(WORK ITEM): Copy out each line of the data that includes the string "label".

(EXTRACTED INFORMATION):
=== Section Start ===
Issue #944, opened 2020-08-28
(v2) Embedded subscription widget working?


elitzer2:
It seems like the embedded widget has been ported into the v2 codebase, is it in working condition? It's the last piece I need to be able to fully convert over to Mailtrain. I tried the following code and it doesn't seem to be working (found it on an external site). I have added the cors configuration already.

```
<div data-mailtrain-subscription-widget data-url="https://lists.domain.com/subscription/xciBjhXRN/widget">
     <a href="https://lists.domain.com/subscription/xciBjhXRN">Subscribe to our list</a>
</div>
<script src="https://mailtrain.domain.com/subscription/widget.js"></script>
```

elitzer2:
Ok, so totally missed the instructions [here](https://github.com/Mailtrain-org/mailtrain/tree/development/docs#subscription-widget)... And onto my next problem!

<img width="1503" alt="Screen Shot 2020-08-28 at 10 57 44 PM" src="https://user-images.githubusercontent.com/5624305/91628070-e3cae780-e981-11ea-8eee-5c5becabda96.png">

elitzer2:
OK totally missed the instructions [here](https://github.com/Mailtrain-org/mailtrain/tree/development/docs#subscription-widget) and onto my next problem... Email field label not rendering and getting browser CORS errors when submitting.

<img width="1514" alt="Screen Shot 2020-08-28 at 10 59 20 PM" src="https://user-images.githubusercontent.com/5624305/91628104-42906100-e982-11ea-8cdb-572d1fbdd7a1.png">

elitzer2:
Alright I got it working but I'm not sure it's the "right way". Need some help with setting up CORS correctly before I try and PR it. I was able to get it working by adding `router.use(cors(corsOptions));` [here](https://github.com/Mailtrain-org/mailtrain/blob/development/server/routes/subscription.js#L49) and changing [this](https://github.com/Mailtrain-org/mailtrain/blob/development/server/routes/subscription.js#L328) to `subscribeUrl: getPublicUrl('subscription/${list.cid}/subscribe')`.

I'm afraid that this turns on CORS for all routes but seems like we just want them for two routes. Any advice?

elitzer2:
Ok I've got it working just need to change `getTrustedUrl` to `getPublicUrl` on [this line](https://github.com/Mailtrain-org/mailtrain/blob/development/server/routes/subscription.js#L328).

PR #948, opened 2020-08-29
(v2) Fix subscription widget

elitzer2:
Fixes the subscription widget! Had an invalid URL and CORS doesn't allow redirects so needed to specify a JSON API response in the case of an existing subscription on an email.

I wasn't sure if I was supposed to use `tMark` or `tUI` here, what's the main difference in use? What happens when a translation doesn't exist for other languages? Do we have to add translations to each language?

Closes https://github.com/Mailtrain-org/mailtrain/issues/944

This also fixes the Email field label not appearing! Needed to use the template rendering to handle the translations.

### DIFF
--- a/server/routes/subscription.js
+++ b/server/routes/subscription.js
@@ -331,14 +331,15 @@ router.getAsync('/:cid/widget', cors(corsOptions), async (req, res) => {
         subscribeUrl: getPublicUrl(`subscription/${list.cid}/subscribe`),
         hasPubkey: !!configItems.pgpPrivateKey,
         customFields: await fields.forHbs(contextHelpers.getAdminContext(), list.id),
-        template: {},
+        template: 'subscription/widget-subscribe.hbs',
         layout: null,
     };
 
     await injectCustomFormData(req.query.fid || list.default_form, 'web_subscribe', data);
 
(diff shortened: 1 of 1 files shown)


server/routes/subscription.js
```diff
@@ -281,6 +281,9 @@ router.postAsync('/:cid/subscribe', passport.parseForm, corsOrCsrfProtection, as
 
     if (existingSubscription && existingSubscription.status === SubscriptionStatus.SUBSCRIBED) {
         await mailHelpers.sendAlreadySubscribed(req.locale, list, email, existingSubscription);
+        if (req.xhr) {
```
bures, line 284: I'm afraid this should not be here. If I understand correctly, It essentially allows anyone to check if an email is in the mailing list.

elitzer2: Hmm. Yeah you're right on that, good call. We have to return some sort of JSON though or it breaks the widget. Can we just return a success then? That way through the API you won't really know.
```
return res.status(200).json({
    msg: tUI('pleaseConfirmSubscription', req.locale)
});
```

bures:
Yep. Success would be just right. The flow should be the same as in regular subscriptions. It should just say that email was sent and that the user should follow the instructions there.

bures:
Good. Thanks.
=== Section End ===
(RESPONSE):
OK totally missed the instructions [here](https://github.com/Mailtrain-org/mailtrain/tree/development/docs#subscription-widget) and onto my next problem... Email field label not rendering and getting browser CORS errors when submitting.
This also fixes the Email field label not appearing! Needed to use the template rendering to handle the translations.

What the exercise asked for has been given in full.